(Collected data)
....
PR #162086, opened 2025-09-03
[CI][ROCM] Disable rocm build tests

jeanschmidt:
There is a queue time of 23 hours for `linux.rocm.gpu.mi250` and 12h for `linux.rocm.gpu.gfx942.1`

With https://github.com/pytorch/pytorch/pull/162044 more jobs will be running on `linux.rocm.gpu.gfx942.1` and this fleet is clearly not capable of handling the load.

So the goal here is to remove smoke tests for builds that uses ROCM in order to reduce the pressure in the fleet and reduce the lag between viable/strict.

Once the fleet is increased we can revert this PR

### DIFF
--- a/.github/templates/linux_binary_build_workflow.yml.j2
+++ b/.github/templates/linux_binary_build_workflow.yml.j2
@@ -96,7 +96,7 @@ jobs:
 
   {%- if config["gpu_arch_type"] != "cuda-aarch64" %}
   !{{ config["build_name"] }}-test:  # Testing
-    if: ${{ github.repository_owner == 'pytorch' }}
+    {% if config["gpu_arch_type"] == "rocm" %}if: false{% else %}if: ${{ github.repository_owner == 'pytorch' }}{% endif %}
     needs:
       - !{{ config["build_name"] }}-build
       - get-label-type
--- a/.github/workflows/generated-linux-binary-libtorch-nightly.yml
+++ b/.github/workflows/generated-linux-binary-libtorch-nightly.yml
@@ -338,7 +338,7 @@ jobs:
     secrets:
       github-token: ${{ secrets.GITHUB_TOKEN }}
   libtorch-rocm6_3-shared-with-deps-release-test:  # Testing
-    if: ${{ github.repository_owner == 'pytorch' }}
+    if: false
     needs:
       - libtorch-rocm6_3-shared-with-deps-release-build
       - get-label-type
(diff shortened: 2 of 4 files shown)


seemethere (commented):
Looks mostly good to me. Would want Jeff's opinion here as well. 

Another thing I have a question about is if this affects our ability to upload binaries. Might be good to check that the test isn't still a dependency for upload.

jeanschmidt:
Ohh, if upload is done by the tests step, that would be a deal breaker, in this case, maybe we need to think in a more elaborate approach.

But I still land firmly on the side of reducing the dependency on ROCm runners for now for critical flows like builds and nightly

jithunnair-amd:
Can we observe for the rest of today how my changes in https://github.com/pytorch/pytorch/pull/162044 impact the TTS for binary smoke test jobs on ROCm, and if it seems to not be sufficient, we could disable only `.github/workflows/generated-linux-binary-manywheel-rocm-main.yml`? Also, what exactly defines which workflows get considered as gating for `viable/strict`? The intention with `.github/workflows/generated-linux-binary-manywheel-rocm-main.yml` was to provide us a valuable granular signal for ROCm binary builds breaking, but it doesn't have to block `viable/strict`.

jeanschmidt:
Hi @jithunnair-amd, sure,

All jobs that are tests on build, block the update of viable/strict branch. This is a VERY critical workflow in PyTorch. Let me explain:

developers are supposed to base their PRs from the viable/strict branch, that contain only the last 'green' status on main for the critical signals (lint, trunk, pull, build). If viable/strict is lagging behind main branch, people can't trust this branch and are forced to develop in top of main otherwise the risk of merge conflicts grows too much. But then they can't trust their signals that well.

Another critical path for this are nightly builds, that are on top of viable/strict. So, if there are too many hours of delay between a commit in main and the time it takes to get its signal, this delays nightly builds and everyone who uses those builds gets a older version of the code.

This is why, 3h queue time is not acceptable for this use case. And we should strive to both have a consistently zero queue time due to spare capacity (in case of an outage bring some of those instances offline).

I am open to find compromises, we have a parallel discussion into other approach to ignore tests status to update viable/strict and accept the risk of having broken nightly builds for ROCm. But this is less ideal.

Still, I am closing this PR as this solution is not correct, given that the upload depends on the test, so, this PR is actually going to break more than fix.

PR #162090, opened 2025-09-03
[aot-precompile] default-filter global guards

dolpm:
if the user doesn't provide their own guard filter fn, we should by default filter global guards.

pytest test/dynamo/test_aot_compile.py


zhxchen17 (approved):

zhxchen17:
@dolpm seems a rebase is needed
....
Filter the entries above down to the lines containing the word "dolpm".

dolpm:
@dolpm seems a rebase is needed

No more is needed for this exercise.